Prevent duplicate entries based on a specific column:

```python
tdw = DataWarehouse(events_config={
    'users': {
        'prevent_duplicates_col': 'email'
    }
})

tdw.write_event('users', {'email': 'alice@example.com', 'name': 'Alice'})
tdw.write_event('users', {'email': 'alice@example.com', 'name': 'Alice 2'})  # Raises ValueError
```

### Environment Variables

| Variable | Description |
|----------|-------------|
| `TINYWS_CREATE_EMPTY_WHEN_NOT_FOUND` | Return empty DataFrame instead of raising error for missing events |

## 💻 Command Line Interface

Tiny Data Warehouse includes a CLI for quick data operations:

```sh
# List all stored events
tdw list_stored_events

# Print event data
tdw print_event users

# Create a backup
tdw backup_all

# List available backups
tdw backups_list

# Restore from backup
tdw backup_restore 2024-01-15_10-30-00
```

## 🔄 Backup & Restore

```python
tdw = DataWarehouse()

# Create a timestamped backup
tdw.backup_all()

# List available backups
tdw.backups_list()

# Restore from a specific backup
tdw.backup_restore('2024-01-15_10-30-00', dry_run=False)
```

## 📁 Data Storage

By default, data is stored in `~/.tinyws/events/` as Parquet files:

```
~/.tinyws/
└── events/
    ├── users.parquet
    ├── orders.parquet
    └── products.parquet
```

## 🤝 Contributing

Contributions are welcome!

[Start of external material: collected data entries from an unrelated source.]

PR #318, opened 2018-10-17
Add a "Core" subspec to support Extensions

WilliamDenniss:
Adds a `AppAuth/Core` subspec that can be used by Extensions with CocoaPods
Adds a "Extensions" framework for use by Extensions building with Carthage

Resolves #198

PR #320, opened 2018-10-18
Create an AppAuth Core subspec & Framework target

WilliamDenniss:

Feel free to open issues or submit pull requests.

```sh
# Clone the repository
git clone https://github.com/your-username/tiny-data-warehouse.git
cd tiny-data-warehouse

# Install dependencies
poetry install

# Run tests
pytest
```

## 📄 License

This project is licensed under the MIT License - see the [LICENSE.md](LICENSE.md) file for details.